_Problem to solve_
Record by record, give the entire listing again exactly.

_Listed records_
PR #32, opened 2020-02-20
Fetch & lock fixes / ensure result variables are set on task complete

sergei-maertens:
* Tweaked fetch and lock so that only configured topics are fetched & locked
* Make sure to pass the `result_variables` to the complete call
* Modified execute_task(s) management command, basically changed completely. We have celery beat & `fetch_and_lock_tasks` management commands to grab them, this makes debugging a bit easier.


src/bptl/camunda/management/commands/execute_task.py
```diff
@@ -0,0 +1,24 @@
...
+    def handle(self, **options):
+        task_id = options["task_id"]
+        task = ExternalTask.objects.filter(id=task_id).first()
+        if task is None:
+            raise CommandError("Could not find this task.")
+
+        try:
+            task_execute_and_complete(task_id)
+        except Exception as exc:
+            raise CommandError(exc) from exc
```
annashamray: the exception related to execution won't be raise because it would be caught by `task_execute_and_complete` celery task. I think this `try except` is unnecessary.

annashamray: Can you add some logging of what is happening during  the command execution? 
In both cases if the task is complete or if it failed there is no feedback in the stdout. 

The celery task logs the result but with celery logger, which is not used here.

PR #33, opened 2020-02-24
Feature/data for monitoring

annashamray:


src/bptl/camunda/tests/test_celery_tasks.py
```diff
@@ -39,6 +41,7 @@ def test_task_execute_and_complete_success(self, m_execute, m_complete):
     @patch("bptl.camunda.tasks.complete")
     @patch("bptl.camunda.tasks.execute", side_effect=Exception("execution is failed"))
     def test_task_execute_and_complete_fail_execute(self, m_execute, m_complete):
+        bptl.camunda.tasks.execute = save_and_log()(bptl.camunda.tasks.execute)
```
sergei-maertens: This seems like a bad idea - you're effectively replacing what's defined in the module but on a global scale. Pretty sure this breaks test isolation.

Probably better to do something like:

```suggestion
    @patch("bptl.camunda.tasks.complete")
    @patch("bptl.camunda.tasks.execute")
    def test_task_execute_and_complete_fail_execute(self, m_execute, m_complete):

        @save_and_log()
        def new_execute(task):
            raise Exception("execution is failed")

        m_execute.side_effect = new_execute
```

src/bptl/camunda/tests/test_celery_tasks.py
```diff
@@ -53,6 +56,7 @@ def test_task_execute_and_complete_fail_execute(self, m_execute, m_complete):
     @patch("bptl.camunda.tasks.complete", side_effect=Exception("sending is failed"))
     @patch("bptl.camunda.tasks.execute")
     def test_task_execute_and_complete_fail_complete(self, m_execute, m_complete):
+        bptl.camunda.tasks.complete = save_and_log()(bptl.camunda.tasks.complete)
```
sergei-maertens: see above

PR #34, opened 2020-02-25
Feature/dashboard api

annashamray:
depends on https://github.com/GemeenteUtrecht/bptl/pull/33


src/bptl/dashboard/views.py
```diff
@@ -0,0 +1,46 @@
...
+        item_data = {q["status"]: q["tasks"] for q in item_qs}
+        items.append({type: item_data})
+
+    total_qs = BaseTask.objects.annotate_status()
+    total_data = {q["status"]: q["tasks"] for q in total_qs}
+
+    return {"items": items, "total": total_data}
+
+
+class AggregateView(APIView):
```
sergei-maertens: I don't like mixing API endpoints and non-API views/urls. Can you put the API stuff in an `api/` package?

src/bptl/urls.py
```diff
@@ -37,7 +37,8 @@
     ),
     # Simply show the master template.
     path("", TemplateView.as_view(template_name="index.html"), name="index"),
-    path("tasks/", include("bptl.tasks.urls")),
+    path("tasks/", include("bptl.dashboard.urls")),
```
sergei-maertens: Please separate API endpoints from regular HTML views/URLs :)

src/bptl/dashboard/views.py
annashamray: `AggregateView` is moved to `dashboard/api` package

src/bptl/urls.py
annashamray: done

_Answer space_
PR #32, opened 2020-02-20
Fetch & lock fixes / ensure result variables are set on task complete

sergei-maertens:
* Tweaked fetch and lock so that only configured topics are fetched & locked
* Make sure to pass the `result_variables` to the complete call
* Modified execute_task(s) management command, basically changed completely. We have celery beat & `fetch_and_lock_tasks` management commands to grab them, this makes debugging a bit easier.


src/bptl/camunda/management/commands/execute_task.py
```diff
@@ -0,0 +1,24 @@
...
+    def handle(self, **options):
+        task_id = options["task_id"]
+        task = ExternalTask.objects.filter(id=task_id).first()
+        if task is None:
+            raise CommandError("Could not find this task.")
+
+        try:
+            task_execute_and_complete(task_id)
+        except Exception as exc:
+            raise CommandError(exc) from exc
```
annashamray: the exception related to execution won't be raise because it would be caught by `task_execute_and_complete` celery task. I think this `try except` is unnecessary.

annashamray: Can you add some logging of what is happening during  the command execution? 
In both cases if the task is complete or if it failed there is no feedback in the stdout. 

The celery task logs the result but with celery logger, which is not used here.

PR #33, opened 2020-02-24
Feature/data for monitoring

annashamray:


src/bptl/camunda/tests/test_celery_tasks.py
```diff
@@ -39,6 +41,7 @@ def test_task_execute_and_complete_success(self, m_execute, m_complete):
     @patch("bptl.camunda.tasks.complete")
     @patch("bptl.camunda.tasks.execute", side_effect=Exception("execution is failed"))
     def test_task_execute_and_complete_fail_execute(self, m_execute, m_complete):
+        bptl.camunda.tasks.execute = save_and_log()(bptl.camunda.tasks.execute)
```
sergei-maertens: This seems like a bad idea - you're effectively replacing what's defined in the module but on a global scale. Pretty sure this breaks test isolation.

Probably better to do something like:

```suggestion
    @patch("bptl.camunda.tasks.complete")
    @patch("bptl.camunda.tasks.execute")
    def test_task_execute_and_complete_fail_execute(self, m_execute, m_complete):

        @save_and_log()
        def new_execute(task):
            raise Exception("execution is failed")

        m_execute.side_effect = new_execute
```

src/bptl/camunda/tests/test_celery_tasks.py
```diff
@@ -53,6 +56,7 @@ def test_task_execute_and_complete_fail_execute(self, m_execute, m_complete):
     @patch("bptl.camunda.tasks.complete", side_effect=Exception("sending is failed"))
     @patch("bptl.camunda.tasks.execute")
     def test_task_execute_and_complete_fail_complete(self, m_execute, m_complete):
+        bptl.camunda.tasks.complete = save_and_log()(bptl.camunda.tasks.complete)
```
sergei-maertens: see above

PR #34, opened 2020-02-25
Feature/dashboard api

annashamray:
depends on https://github.com/GemeenteUtrecht/bptl/pull/33


src/bptl/dashboard/views.py
```diff
@@ -0,0 +1,46 @@
...
+        item_data = {q["status"]: q["tasks"] for q in item_qs}
+        items.append({type: item_data})
+
+    total_qs = BaseTask.objects.annotate_status()
+    total_data = {q["status"]: q["tasks"] for q in total_qs}
+
+    return {"items": items, "total": total_data}
+
+
+class AggregateView(APIView):
```
sergei-maertens: I don't like mixing API endpoints and non-API views/urls. Can you put the API stuff in an `api/` package?

src/bptl/urls.py
```diff
@@ -37,7 +37,8 @@
     ),
     # Simply show the master template.
     path("", TemplateView.as_view(template_name="index.html"), name="index"),
-    path("tasks/", include("bptl.tasks.urls")),
+    path("tasks/", include("bptl.dashboard.urls")),
```
sergei-maertens: Please separate API endpoints from regular HTML views/URLs :)

src/bptl/dashboard/views.py
annashamray: `AggregateView` is moved to `dashboard/api` package

src/bptl/urls.py
annashamray: done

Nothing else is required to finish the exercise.